To determine the performance of the baseline predictors (especially in comparison to the raw average) the RMSE for baseline predictors was calculated for both the training and test set. This was done by taking the square root of the average of the squared differences between the training set’s (and test set’s) values and the user-item baseline predictors.
# Calculate rmse for baseline for train and test
train_base_rmse = round(sqrt(sum((train[,-11] - baseline)^2, na.rm=TRUE) / length(train[,-11][!is.na(train[,-11])])), 3)
print(paste("Training set Baseline RMSE: ", train_base_rmse))
## [1] "Training set Baseline RMSE: 1.223"
test_base = baseline[samples]
test_base_rmse = round(sqrt(sum((test - test_base)^2) / length(test)), 3)
print(paste("Test set Baseline RMSE: ", test_base_rmse))
## [1] "Test set Baseline RMSE: 1.425"
A comparison table was created to better see the difference between the results of the Raw Average approach and the baseline approach. This was done for both the training and the test set.
# Summarize results
# percent improvement
train_imp = round((1-(train_base_rmse/matrix_RMSE(train)))*100, 2)
test_imp = round((1-(test_base_rmse/test_RMSE))*100, 2)

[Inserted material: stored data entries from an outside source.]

PR #4979, opened 2020-11-10
Improve magda root group behaviour for sharing

soyarsauce:
### What this PR does

Fixes https://github.com/TerriaJS/qld-digital-twin/issues/237 & https://github.com/TerriaJS/terriajs/issues/4978

### Checklist

### DIFF
--- a/CHANGES.md
+++ b/CHANGES.md
@@ -14,6 +14,7 @@ Change Log
 * Temporarily stopped using `papaparse` for fetching Csv urls till an upstream bug is fixed.
 * Improve handling of `ArcGisMapServerCatalogItem` when dealing with tiled layers.
 * Ensure there aren't more bins than unique values for a `TableStyle`
+* Improves magda based root group mimic behaviour introdcued in 8.0.0-alpha.57 by adding `/` to `knownContainerUniqueIds` when `map-config*` is encountered
 
 #### 8.0.0-alpha.60
 * Fix WMS legend for default styles.
--- a/lib/Models/Terria.ts
+++ b/lib/Models/Terria.ts
@@ -75,6 +75,43 @@ import ViewerMode from "./ViewerMode";
 import Workbench from "./Workbench";
 // import overrides from "../Overrides/defaults.jsx";
 
+interface InitModels {
+  [key: string]: {
+    [key: string]: JsonValue;
+    knownContainerUniqueIds: string[];
+  };
+}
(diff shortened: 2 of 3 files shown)


nf-s:
I'm not that happy with this solution, it is applying a quick fix to a quick fix which led to a bug. 

I'd much rather just reverting the change for maps this issue affects - eg just commenting/uncommenting lines for qld/nsw digital twin terriaJS:

https://github.com/TerriaJS/terriajs/blob/69f045dc5f82efb3c91c2a8193a240f968177834/lib/Models/Terria.ts#L920-L923

I believe those maps are already using custom terriaJS versions

soyarsauce:
Hey @nf-s - thanks for taking a look! And I agree it's definitely not ideal at all. However it _is inline_ and a halfway measure to achieving the 'share key'/'alias id' concept in https://github.com/terriajs/terriajs/issues/4774.

Re: QLD/NSW - they've historically used official (alpha) terriajs releases, only recently has QLD diverted slightly for the WIP outlines work. NSW is still using official. SaaS as well.

The problem with reverting it for SaaS however, means we then break sharing in a different way by unfixing what the original quick fix addressed. Do you have any other ideas on how we can move forward without share keys being finalised?

nf-s:
Would we need to revert this change for SaaS? I thought it was working well in SaaS.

Raw_Average = c(raw_train, raw_test)
RMSE = c(train_RMSE, test_RMSE)
Baseline_RMSE = c(train_base_rmse, test_base_rmse)
Improvement_Percent = c(train_imp, test_imp)

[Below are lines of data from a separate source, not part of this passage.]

PR #4980, opened 2020-11-10
Merge catalog groups with the same name/id into one group

### LINKED ISSUE #4938: Merge catalog groups with the same name
As a catalog organiser,
I want all references in a catalog to a catalog groups with the same name to be merged
So that I can define a single catalog group's members across multiple catalog.json files.

This works in v7, as seen in the current version of NEII Viewer, but doesn't work in v8.

reginapramesti:
### What this PR does

Fixes #4938 

Implement v7 feature that allows having multiple catalog groups with the same name but different members, to allow having different catalog json files with the same top level group name

### Checklist


tephenavies (approved):
Good to merge @KeyboardSounds or @nf-s when tests pass (tests pass locally).

PR #4982, opened 2020-11-11
4851 chart fixes

### LINKED ISSUE #4851: Missing chart disclaimer for DEA Waterbodies in V8
Same issue as #4841 , but for DEA Waterbodies

V7:
image

V8:
image

na9da:
### What this PR does

Fixes #4851 and more

* Chart disclaimers were not being shown in shared urls, this fixes it 
  Testing: Opening, the test link below should show chart disclaimers

* Fixes a bug where chart disclaimers were shown even for chart items disabled in the workbench - 
  Testing: enabling/disabling a chart item in the workbench should also remove its disclaimer

* Fixes a bug where charts with titles containing the text "lat" or "lon" were hidden in feature info panel.
  Testing: Feature info panel opened when clicking a coastal dot should show a chart (previously it was empty because the name contains "Relative" which includes the fragment "lat")

Test link: http://ci.terria.io/4851-chart-fixes/#share=s-k901bmQ3p0S3IBQ1GDEEzFdANqD

### Checklist


lib/ReactViews/BottomDock/ChartDisclaimer.tsx
```diff
@@ -22,17 +22,21 @@ const ChartDisclaimer: React.FC<ChartDisclaimerProps> = ({ terria }) => {
   const uniqueChartDisclaimers: string[] = [
     ...new Set(
       filterOutUndefined(
-        chartView.chartableItems.map(item =>
-          hasTraits(item, DiscretelyTimeVaryingTraits, "chartDisclaimer")
-            ? item.chartDisclaimer
+        chartView.chartItems.map(chartItem =>
+          chartItem.showInChartPanel &&
+          hasTraits(
```
na9da, line 27: Collect disclaimers only for items that are shown in chart panel.

lib/ReactViews/BottomDock/ChartDisclaimer.tsx
```diff
@@ -22,17 +22,21 @@ const ChartDisclaimer: React.FC<ChartDisclaimerProps> = ({ terria }) => {
...
+          )
+            ? chartItem.item.chartDisclaimer
             : undefined
         )
       )
     )
   ];
-  const chartItems = chartView.chartItems.filter(c => c.showInChartPanel);
-  if (uniqueChartDisclaimers.length === 0 || chartItems.length === 0)
-    return null;
```
na9da, line 35: We don't need the `chartItems.length` test as the above change covers it.

lib/ReactViews/Custom/Chart/FeatureInfoPanelChart.jsx
```diff
@@ -34,10 +34,7 @@ class FeatureInfoPanelChart extends React.Component {
   @computed
   get chartItem() {
     return this.props.item.chartItems.find(
-      chartItem =>
-        chartItem.type === "line" &&
-        chartItem.name.indexOf("lat") === -1 &&
-        chartItem.name.indexOf("lon") === -1
+      chartItem => chartItem.type === "line"
```
na9da, line 37: Not sure why we were doing this, but this hides charts with names "Relative something" from the chart panel.
Seems to be related to - https://github.com/TerriaJS/terriajs/commit/79efd766296b89af6f2b4b779fe708b31ff77474

lib/ReactViews/Custom/ChartCustomComponent.ts
```diff
@@ -231,22 +231,9 @@ export default abstract class ChartCustomComponent<
...
-                hasTraits(
-                  item,
-                  DiscretelyTimeVaryingTraits,
-                  "chartDisclaimer"
-                ) &&
-                chartDisclaimer !== undefined
-              ) {
-                item.setTrait(
-                  CommonStrata.definition,
-                  "chartDisclaimer",
```
na9da, line 246: Apart from some refactoring to move setting of `chartDisclaimer` (and other traits from parent) to a common method `setTraitsFromParent`, we also make sure the trait is set in `CommonStrata.user` so that it gets added to the shared url.

tephenavies (approved):
Thanks for all the PR comments.

PR #4984, opened 2020-11-11
Detect Terria embed (in iframe), if so - hide modals/popups/workbench

### LINKED ISSUE #3832: Embed state
Following on from https://github.com/TerriaJS/terriajs/issues/3648 & https://github.com/TerriaJS/terriajs/pull/3826 (& tangentially, https://github.com/TerriaJS/terriajs/issues/3806) We should have some explicit way to check, via viewState, if the map is embedded (simply check if we're running in an iframe) - then we can do things like making sure all the popups don't show even if config files say yes (or at least things like welcome messages - most of the time embedding things is to show some datasets immediately)

nf-s:
### What this PR does

* Added embed detection - it is used to automatically reduce modals/pop-ups if Terria is embedded into a webpage (for example - in an iframe) - which is equivalent to setting `showWelcomeMessage=false` `showInAppGuides=false`, `showFeaturePrompts=false` and `#hideWorkbench=1`.
* Added `ConfigParameters.disableEmbedDetection` and URL parameter `disableEmbedDetection`, which can disable feature previously outlined
* Added the following missing params to `ConfigParameters`: `googleAnalyticsOptions`, `globalDisclaimer`, `printDisclaimer`, `disableSplitter`, `showFeaturePrompts`

I also cleaned up doc\deploying\controlling-with-url-parameters.md and doc\customizing\client-side-config.md. They now have "to be ported form v7" sections

Fixes #3832

#### Without `disableEmbedDetection`

```html
<!DOCTYPE html>
<html lang="en">

<head>
    <meta charset="utf-8">
    <title>NationalMap Embed Test</title>
</head>

<body>
    <iframe id="embeddedNationalMap"
        src="http://ci.terria.io/embedded-mode/"
        width="1024"
        height="768"></iframe>
</body>
</html>
```

#### With `disableEmbedDetection`

```html
<!DOCTYPE html>
<html lang="en">

<head>
    <meta charset="utf-8">
    <title>NationalMap Embed Test</title>
</head>

<body>
    <iframe id="embeddedNationalMap"
        src="http://ci.terria.io/embedded-mode/#disableEmbedDetection=1"
        width="1024"
        height="768"></iframe>
</body>
</html>
```

### Checklist

-   [x] Added some configParameter, userProperties tests


nf-s:
These failed tests have stumped me. If someone could take a look that would be amazing! 😊

tephenavies:
@steve9164 to talk to @philipgrimmett before reviewing.

nf-s:
Stale PR

PR #4985, opened 2020-11-11
Add `multiplierDefaultDeltaStep` Trait, which tries to calculate sensible multiplier for `DistrectelyTimeVarying` datasets

nf-s:
### Add `multiplierDefaultDeltaStep` Trait, which tries to calculate sensible multiplier for `DistrectelyTimeVarying` datasets

Fixes  https://github.com/PacificCommunity/Terria-PacificMap/issues/53

Add `multiplierDefaultDeltaStep` Trait, which tries to calculate sensible multiplier for `DistrectelyTimeVarying` datasets. By default it is set to 2, which results in a new timestep being displayed every 2 seconds (on average) if timeline is playing.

results = data.frame(Raw_Average, RMSE, Baseline_RMSE, Improvement_Percent)
row.names(results) = c("Training Set", "Test Set")
kable(results)
| Raw_Average | RMSE | Baseline_RMSE | Improvement_Percent | |
|---|---|---|---|---|
| Training Set | 3.899 | 1.239 | 1.223 | 1.29 |
| Test Set | 3.700 | 1.432 | 1.425 | 0.49 |
Training vs Testing Set
Comparing the raw average scores, we see that the testing set can be deemed representative of the training set. From that alone, we can assume that the comparisons between the RMSE values for the raw-average and baseline approach will lead to similar conclusions. This seems to be the case for the Raw Average RMSE. The values for the training and testing set are similar (1.2 and 1.4, respectively), with the testing set having a slightly lesser fit (lower RMSE values are indicative of a better fit). This also is the case with the baseline results, with the training set having an RMSE of 1.2 and the training set having a value of 1.4. Overall, the training and testing sets have similar results.

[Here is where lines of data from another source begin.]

Issue #4987, opened 2020-11-13
When loading config from magda, initializationUrls should be applied even if `group` aspect is not set


na9da:
Currently when defining magda config, one has to remember to set `group` aspect for `initializationUrls` to be loaded and applied. Ideally, `initializationUrls` should be loaded even when the group is not set.

[Relevant code](https://github.com/TerriaJS/terriajs/blob/next/lib/Models/Terria.ts#L957-L980).

soyarsauce:
Thanks @na9da - as mentioned, may just be an artifact of magda-based-loading. (i think the logic that was initially written probably used the existence of that aspect as one check/hint that it's a magda map, ie https://github.com/TerriaJS/terriajs/blob/8c5397b39cad00be3610e4dc7d21963a9fa077e9/lib/Models/Terria.ts#L957)

soyarsauce:
(& then subsequently, this block gets skipped:)
https://github.com/TerriaJS/terriajs/blob/8c5397b39cad00be3610e4dc7d21963a9fa077e9/lib/Models/Terria.ts#L980-L991

PR #4990, opened 2020-11-16
Magda init urls

KeyboardSounds:
### What this PR does

Fixes #https://github.com/TerriaJS/terriajs/issues/4987

### Checklist

### DIFF
--- a/lib/Models/Terria.ts
+++ b/lib/Models/Terria.ts
@@ -971,26 +971,22 @@ export default class Terria {
       reference.setTrait(CommonStrata.definition, "url", magdaRoot);
       reference.setTrait(CommonStrata.definition, "recordId", id);
       reference.setTrait(CommonStrata.definition, "magdaRecord", config);
-      await reference.loadReference().then(() => {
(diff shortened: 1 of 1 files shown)


lib/Models/Terria.ts
```diff
@@ -971,26 +971,22 @@ export default class Terria {
       reference.setTrait(CommonStrata.definition, "url", magdaRoot);
       reference.setTrait(CommonStrata.definition, "recordId", id);
       reference.setTrait(CommonStrata.definition, "magdaRecord", config);
-      await reference.loadReference().then(() => {
```
na9da, line 974: @KeyboardSounds to fix #4987, I think we need to remove the check for `groups` and `groups.members` at https://github.com/TerriaJS/terriajs/blob/891aafb9bfb1ceb153b14931073ab7a599a98bde/lib/Models/Terria.ts#L957

KeyboardSounds: whoops! it would help if I fixed the actual bug 😂

na9da (approved):
Looks good to me @KeyboardSounds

Raw Average vs Baseline Performance
In both the training and the test set, the RMSE for the raw average was slightly higher. However, the values were so close to each other that the percent improvement for the training set was 1.29%, which was almost two-and-a-half times higher than the percent improvement of the test set (0.49%). This shows that using baseline predictors is a better predictive method of what the rating for a book will be by a particular user, but not by much. However, this can be attributed to the small range of rating values (from 1 to 5), or the sample size (10 books and 10 readers) or even that the selected sample had primarily values of 3 and above, meaning that the recommender system did not have a wide enough range of negative ratings in order to make a better distinction between the two approaches.